The full dataset of trajectories can be displayed on a basic Switzerland map.

.. code:: python

    import matplotlib.pyplot as plt

    from cartes.crs import CH1903
    from cartes.utils.features import countries

    with plt.style.context("traffic"):
        ax = plt.axes(projection=CH1903())
        ax.add_feature(countries())
        switzerland.plot(ax, alpha=0.1)


.. image:: ../_static/clustering_switzerland.png
   :align: center

It is often relevant to use the track angle when doing clustering on
trajectories as it helps separating close trajectory flows heading in opposite
directions. However a track angle may be problematic when crossing the 360°/0°
(or -180°/180°) line.

`Flight.unwrap() <traffic.core.flight.html#traffic.core.Flight.unwrap>`_ is
probably the most relevant method to apply:

.. code:: python

    t_unwrapped = switzerland.assign_id().unwrap().eval(max_workers=4)

The following snippet projects trajectories to a local projection, resample each
trajectory to 15 sample points, apply scikit-learn's StandardScaler() before
calling a `DBSCAN.fit_predict()
<https://scikit-learn.org/stable/modules/generated/sklearn.cluster.DBSCAN.html>`_
method.

If a fitted DBSCAN instance is passed in parameter, the predict() method can be
called on new data.

.. code:: python

    from sklearn.cluster import DBSCAN
    from sklearn.preprocessing import StandardScaler
    from cartes.crs import CH1903

    t_dbscan = t_unwrapped.clustering(
        nb_samples=15,
        projection=CH1903(),
        features=["x", "y", "track_unwrapped"],
        clustering=DBSCAN(eps=0.5, min_samples=10),
        transform=StandardScaler(),
    ).fit_predict()

.. code:: python

    >>> dict(t_dbscan.groupby(["cluster"]).agg({"flight_id": "nunique"}).flight_id)

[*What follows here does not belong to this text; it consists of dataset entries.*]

PR #1389, opened 2023-02-07
feat: Add the Estate Size Filter

### LINKED ISSUE #1353: [5.6] Add estate size filter
## 🎉 Description

Add new state size filter
- Add state min size and max size query params to nft endpoint in nft server (there is already a property searchEstateSize that can be use to filter)
- Add new component in UI to filter sizes using this new query params
- This should only be shown when the user is in estate section
- Add new endpoint that brings all the different states sizes to show in the inventory chart

* [ ] 🐛 This is a bug report.

juanmahidalgo:
Closes #1353

## Available for rent

image

## All Lands

image


webapp/src/components/AssetFilters/AssetFilters.tsx
```diff
@@ -12,6 +12,8 @@ import { isLandSection } from '../../modules/ui/utils'
 import { LANDFilters } from '../Vendor/decentraland/types'
 import { Menu } from '../Menu'
 import PriceFilter from './PriceFilter'
+import EstateSizeFilter from './EstateSizeFilter'
+import { Sections } from '../../modules/routing/types'
```
kevinszuchet, line 16: Would you move this import a few places up? 🙏

webapp/src/components/AssetFilters/EstateSizeFilter/EstateSizeFilter.tsx
```diff
@@ -0,0 +1,68 @@
...
+      ) : (
+        t('filters.estate_size.label')
+      ),
+    [minPrice, maxPrice, network, isMobileOrTablet]
+  )
+
+  const fetcher = useCallback(async () => {
+    if (landStatus === LANDFilters.ONLY_FOR_RENT) {
+      // for rents, we don't have the data yet, so let's just resolve the promise with an empty object so the chart is not rendered
+      return Promise.resolve({})
```
kevinszuchet, line 41: Is the `Promise.resolve` mandatory? Why not return the object itself?

webapp/src/components/AssetFilters/Inventory/Inventory.tsx
```diff
@@ -0,0 +1,65 @@
+import { useEffect, useState } from 'react'
+import { BarChart } from 'decentraland-ui'
+import { Props } from './Inventory.types'
+import { Network } from '@dcl/schemas/dist/dapps/network'
```
kevinszuchet, line 4: Would you move this one place up? 🙏

webapp/src/components/AssetFilters/Inventory/index.ts
```diff
@@ -0,0 +1,3 @@
+import PriceFilter from './Inventory.container'
+
+export default PriceFilter
```
kevinszuchet, line 3: Would you mind replacing `PriceFilter` with `Inventory`?

webapp/src/modules/routing/selectors.ts
```diff
@@ -258,6 +258,16 @@ export const getMaxPrice = createSelector<RootState, string, string>(
...
+export const getMinEstateSize = createSelector<RootState, string, string>(
+  getRouterSearch,
+  search => (getURLParam(search, 'minEstateSize') as string) || ''
+)
+
+export const getMaxEstateSize = createSelector<RootState, string, string>(
+  getRouterSearch,
+  search => (getURLParam(search, 'maxEstateSize') as string) || ''
+)
+
```
kevinszuchet, line 270: WDYT about writing something like:

```js
const getStringParamFromURL = (param: string) =>
  createSelector<RootState, string, string>(
    getRouterSearch,
    search => (getURLParam(search, param) as string) || ''
  )

export const getMinPrice = getStringParamFromURL('minPrice')
export const getMaxPrice = getStringParamFromURL('maxPrice')
export const getMinEstateSize = getStringParamFromURL('minEstateSize')
export const getMaxEstateSize = getStringParamFromURL('maxEstateSize')
```

webapp/src/modules/translation/locales/zh.json
```diff
@@ -158,6 +158,12 @@
     "size": "大小",
     "price": "价格",
     "price_min_greater_max": "最高价格应高于最低价格",
+    "estate_size": {
+      "label": "庄园规模",
+      "min_label": "最小（土地）",
+      "max_label": "马克斯（陆地）",
+      "error": "最大地产规模应高于最小规模"
+    },
```
kevinszuchet, line 166: I think the translations for the `nft_filters.estate_size` property are missing. In the `en.json` and `es.json` we also have the following props:

```json
   "estate_size": {
      "title": "Price",
      "all_sizes": "All sizes",
      "more_than_size": "More than {size} parcels",
      "less_than_size": "Less than {size} parcels",
      "size_between": "{min} to {max} parcels"
    },
```

webapp/src/utils/filters.tsx
```diff
@@ -52,6 +52,31 @@ export function getPriceLabel(
...
+
+  if (min && !max) {
+    return t('nft_filters.estate_size.more_than_size', {
+      size: priceFormatter.format(Number(min))
+    })
+  }
+
+  if (max && !min) {
+    return t('nft_filters.estate_size.less_than_size', {
+      price: priceFormatter.format(Number(max))
```
kevinszuchet, line 70: I think the expected property in the translation is called `size` instead of `price`.

webapp/src/components/AssetFilters/AssetFilters.tsx
juanmahidalgo: done!

webapp/src/components/AssetFilters/EstateSizeFilter/EstateSizeFilter.tsx
juanmahidalgo: I thought typescript was going to complain since the function is `async`, but returning `{}` works just fine 👍 updated

webapp/src/components/AssetFilters/Inventory/Inventory.tsx
juanmahidalgo: done!

webapp/src/components/AssetFilters/Inventory/index.ts
juanmahidalgo: copy pasta 😂 done!

webapp/src/modules/routing/selectors.ts
juanmahidalgo: I think we would loose the memoization that comes out of the box using the `createSelector` but I'd have to test it out to be sure

webapp/src/utils/filters.tsx
juanmahidalgo: fixed! good catch :)

webapp/src/modules/routing/selectors.ts
kevinszuchet: You're right. Maybe it's not worth the refactor.

kevinszuchet (approved):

    {-1: 685, 0: 62, 1: 30, 2: 23, 3: 17, 4: 14, 5: 25, 6: 24, 7: 70, 8: 49, 9: 53,
     10: 15, 11: 24, 12: 30, 13: 19, 14: 23, 15: 25, 16: 19, 17: 16, 18: 10, 19: 11}

The above distribution results from the DBSCAN prediction. We can compare the
results with a Gaussian Mixture model for example. This model must be
initialized with a number of components. We chose here 19 components to compare
them with the result of the DBSCAN algorithm.

.. code:: python

    from sklearn.mixture import GaussianMixture

    t_gmm = t_unwrapped.clustering(
        nb_samples=15,
        projection=CH1903(),
        features=["x", "y", "track_unwrapped"],
        clustering=GaussianMixture(n_components=19),
        transform=StandardScaler(),
    ).fit_predict()

.. code:: python

    >>> dict(t_gmm.groupby(["cluster"]).agg({"flight_id": "nunique"}).flight_id)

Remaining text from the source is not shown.